TASK BRIEF: A single number is the whole answer: the count of lines in these entries that hold "branch".

PROVIDED INFORMATION:
++++++++

PR #153, opened 2022-08-08
Pull in configurations from jetstream-config

scholtzan:
With this change mozanalysis will use the new [jetstream-config-parser](https://github.com/mozilla/jetstream-config-parser) to pull in configurations from jetstream-config. The changes introduced here shouldn't break any existing code.

I've already migrated existing metric, data source and segment definitions to https://github.com/mozilla/jetstream-config/tree/main/definitions, but it would probably be best to validate them.

### DIFF
--- a/docs/guide.rst
+++ b/docs/guide.rst
@@ -19,7 +19,6 @@ We take the per-notebook daily trudge::
 
 Then we import the necessary classes for getting the data, and for analysing the data, and for interacting with BigQuery::
 
-    import mozanalysis.metrics.desktop as mmd
     import mozanalysis.bayesian_stats.binary as mabsbin
     from mozanalysis.experiment import Experiment
     from mozanalysis.bq import BigQueryContext
@@ -45,7 +44,8 @@ We start by instantiating our :class:`mozanalysis.experiment.Experiment` object:
     exp = Experiment(
         experiment_slug='pref-fingerprinting-protections-retention-study-release-70',
         start_date='2019-10-29',
-        num_dates_enrollment=8
+        num_dates_enrollment=8,
+        app_name="firefox_desktop"
     )
 
 ``start_date`` is the ``submission_date`` of the first enrollment (``submission_date`` is in UTC). If you intended to study one week's worth of enrollments, then set ``num_dates_enrollment=8``: Normandy experiments typically go live in the evening UTC-time, so 8 days of data is a better approximation than 7.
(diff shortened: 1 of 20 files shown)


docs/guide.rst
```diff
@@ -45,7 +44,8 @@ We start by instantiating our :class:`mozanalysis.experiment.Experiment` object:
     exp = Experiment(
         experiment_slug='pref-fingerprinting-protections-retention-study-release-70',
         start_date='2019-10-29',
-        num_dates_enrollment=8
+        num_dates_enrollment=8,
+        app_name="firefox_desktop"
```
scholtzan, line 48: We'll need to pass the `app_name` into Experiment so we can choose the correct metric based on the platform the experiment is run on

src/mozanalysis/metrics/fenix.py
```diff
@@ -2,112 +2,29 @@
 # License, v. 2.0. If a copy of the MPL was not distributed with this
 # file, You can obtain one at http://mozilla.org/MPL/2.0/.
 
-from mozanalysis.metrics import DataSource, Metric, agg_sum
+# These metric definitions are deprected.
```
mikewilli, line 5:
```suggestion
# These metric definitions are deprecated.
```

src/mozanalysis/experiment.py
```diff
@@ -137,7 +158,7 @@ def get_single_window_data(
 
         Args:
             bq_context (BigQueryContext): BigQuery configuration and client.
-            metric_list (list of mozanalysis.metric.Metric): The metrics
+            metric_list (list of mozanalysis.metric.Metric or str): The metrics
```
mikewilli, line 161: Just confirming I understand correctly -- use of `mozanalysis.metric.Metric` here is deprecated, and we expect to use `str` (metric slug) going forward?

src/mozanalysis/metrics/desktop.py
```diff
@@ -1,404 +1,84 @@
...
+    "search_clients_engines_sources_daily", "firefox_desktop"
 )
 
-#: DataSource: The events table.
-events = DataSource(
-    name="events",
-    from_expr="mozdata.telemetry.events",
-    experiments_column_type="native",
+search_clients_daily = ConfigLoader.get_data_source(
+    "search_clients_engines_sources_daily", "firefox_desktop"
```
mikewilli, line 18: Any reason to make another call instead of doing what we had before (below)?
```suggestion
search_clients_daily = search_clients_engines_sources_daily
```

mikewilli (approved):
Looks good to me!

src/mozanalysis/metrics/__init__.py
```diff
@@ -282,16 +282,19 @@ class Metric:
 
 def agg_sum(select_expr):
     """Return a SQL fragment for the sum over the data, with 0-filled nulls."""
+    print("The use of mozanalysis.metrics.agg_sum() is deprecated")
```
danielkberry, line 285: Any thoughts on raising Warnings instead of prints?

danielkberry (approved):
This is awesome

src/mozanalysis/experiment.py
scholtzan: That is mostly correct. `Metric` can still be used if, for example, a DS defines their own custom metric in a Jupyter notebook that uses mozanalysis. But for referencing existing metrics `str` is recommended

src/mozanalysis/metrics/desktop.py
scholtzan: Good catch, we can keep what we had before

src/mozanalysis/metrics/__init__.py
scholtzan: I saw that mozanalysis has been using `print`s to log stuff so I figured to be consistent I do the same here. But maybe we should just use `logging` in the other places as well

src/mozanalysis/bq.py
```diff
@@ -63,11 +64,11 @@ def run_query(self, sql, results_table=None):
                     )
                 ),
             ).result()
-            print("Saved into", results_table)
+            logging.info("Saved into", results_table)
```
mikewilli, line 67: Is there a reason to use `logging.info()` instead of instantiating a logger with getLogger and then using `logger.info()`?

scholtzan: yeah, getLogger probably makes more sense here

PR #155, opened 2022-11-01
fix typo in exposures query

mikewilli:
I am guessing that at some point we switched from `exposure` to `expose` as the `event_method` (or maybe were just leaving open both possibilities) and that this was meant to be `OR` to account for either option.


scholtzan (approved):
typo indeed

PR #163, opened 2023-01-20
Clarifies sample size results as per branch

m-d-bowerman:
Updates naming convention for results DataFrames for experiment sizing to denote sizes are per branch in the study.


danielkberry (approved):
LGTM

++++++++

EXPECTED ANSWER: 2